PR #5342, opened 2019-12-16
feat(core) update cipher suites to match Mozilla v5 cipher suites

bungle:
### Summary
 
Mozilla has updated their cipher suite to version 5. Thus we need to update our cipher suites: `modern`, `intermediate`, and `old` to match them. Mozilla's new `modern` suite is quite aggressive (e.g. only `TLSv1.3`), and thus this PR also changes default suite from `modern` to `intermediate`.
    
### Full changelog
    
- update ssl cipher suites to Mozilla v5
- change default ssl cipher suite from `modern` to `intermediate` because Mozilla's new ones are quite aggressive, and `intermediate` feels like a better default albeit less secure.
- predefined cipher suite now also overrides the `ssl_prefer_server_ciphers`
- `ssl_ciphers` is not specified for `modern` or `intermediate` anymore
- `ssl_prefer_server_ciphers` was moved to injection
- removes dependency on `http` library
- adds dev dependency on `http` library as it is still needed for some tests
- removes hard-coded ssl_session_timeout (default is now `1d`), can now be injected
- turns ssl_session_tickets off

In addition to that this PR also does small changes listed below (and in separate commits):

#### chore(*) service mesh leftovers removal on runloop/certificate
  
Removes some unneeded leftovers that were left in code but not used anymore after the service mesh removal.

#### tests(*) update custom template to match default kong template
    
Several things have been added to Kong template but we have forgotten to add them to our test template. This PR fixes that and brings the test nginx template on bar with Kong template.

#### chore(conf) add missing upstream and downstream grpc headers
    
- The `TE` parameter only passes the `trailers` but this was missing on `grpc`
- Downstream `Server` and `Date` headers were added for `grpc` just like we do with http and http2
- The `grpc_ssl_name` is now also set as we do for `http2` and `http`


kong/templates/kong_defaults.lua
```diff
@@ -39,6 +39,7 @@ client_body_buffer_size = 8k
 error_default_type = text/plain
 
 nginx_http_ssl_protocols = TLSv1.1 TLSv1.2 TLSv1.3
+nginx_http_ssl_prefer_server_ciphers = on
```
gszr: Should the default be `off`, given the default for `ssl_cipher_suite` is `intermediate` and in that case the client chooses?

spec/fixtures/custom_nginx.template
```diff
@@ -188,31 +199,53 @@ http {
...
         }
 
-        location @grpc {
+        location @grpcs {
             internal;
-
             set $kong_proxy_mode  'grpc';
-            grpc_pass grpc://kong_upstream;
+
+            grpc_set_header    TE                $upstream_te;
```
gszr: Still unsure we should add this; [according to the spec](https://github.com/grpc/grpc/blob/master/doc/PROTOCOL-HTTP2.md#requests), it'll be set to `trailers`, so might be better to just leave it up to the grpc module.

kong/templates/kong_defaults.lua
dndx: See: https://github.com/mozilla/server-side-tls/issues/260

I think we should include `prefer_server_ciphers` as part of the configuration bundle too, and only enable it for `old` configurations.

dndx: In fact I think that's what @bungle did already in https://github.com/Kong/kong/pull/5342/files#diff-a2237d21dd96315727f1b771bf0111f5R479, ignore last comment.

kong/templates/nginx_kong.lua
```diff
@@ -246,8 +254,9 @@ server {
 
     ssl_session_cache shared:SSL:10m;
     ssl_session_timeout 10m;
```
dndx: One small suggestion is to bump this to `1d` (as suggested by Mozilla).

The session ticket cache has LRUs and will keep the newest one in.

kong/templates/kong_defaults.lua
bungle: @gszr rationale for this being default is that when user wants to use `custom` cipher suite, it will default to `prefer cipher suites`. We can perhaps change that later. But for older suites it was generally preferred. This default is ignored with `modern`, `intermediate` and `old`, see: https://github.com/Kong/kong/pull/5342/files#diff-a2237d21dd96315727f1b771bf0111f5R22-R74

spec/fixtures/custom_nginx.template
bungle: @gszr we have special treatment for `trailers` already:
https://github.com/Kong/kong/blob/master/kong/runloop/handler.lua#L1346-L1352

kong/templates/nginx_kong.lua
bungle: @dndx I added this as part of the suite

kong/templates/kong_defaults.lua
bungle: ... and if you are not using `older` suite, you probable should then consider using `intermediate` or `modern` directly without trying to specify your own.

bungle: I am ok to change the default to `off` if we think that it is more common use case. Let me know. Above was my reasoning for that (also it was the old default).

dndx: I think we should leave it to `on` by default for `custom`, as in most cases that may result in a more secure configuration mode.

kong/templates/kong_defaults.lua
```diff
@@ -39,6 +39,9 @@ client_body_buffer_size = 8k
...
+nginx_http_ssl_session_tickets = off
```
dndx: Actually let's keep the `session_tickets` as-is for now. I know it has a security tradeoff but disabling it could have huge impact on session resumption rate and cause performance regressions, and better leave this decision to the user.

bungle: @dndx it is not a small security tradeoff, it basically destroys perfect forward secrecy:
https://github.com/mozilla/server-side-tls/issues/135

bungle: @dndx what I mean is that you can only fix it with:
`ssl_session_ticket_key` + `reloading` OR `restarting` Kong daily.

dndx: No, it doesn't necessarily destroys PFS, it only destroys PFS if Nginx has not be restarted for months or years **and** the memory of Nginx is compromised, which is relatively unlikely to happen. But if we  do decide to disable it I would like to see some big warning coming in the release notes as there will likely be a performance regression.

bungle: ok, I changed the defaults and left only `protocols`, `ciphers` and `prefer_server_ciphers` on the `suite` configuration.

----------------------------------------

→ DIRECTIONS FOR THIS TASK
Across all the entries, count the lines that contain the string "older", and give that number without anything else.

→ OUTPUT FOR THIS EXERCISE
2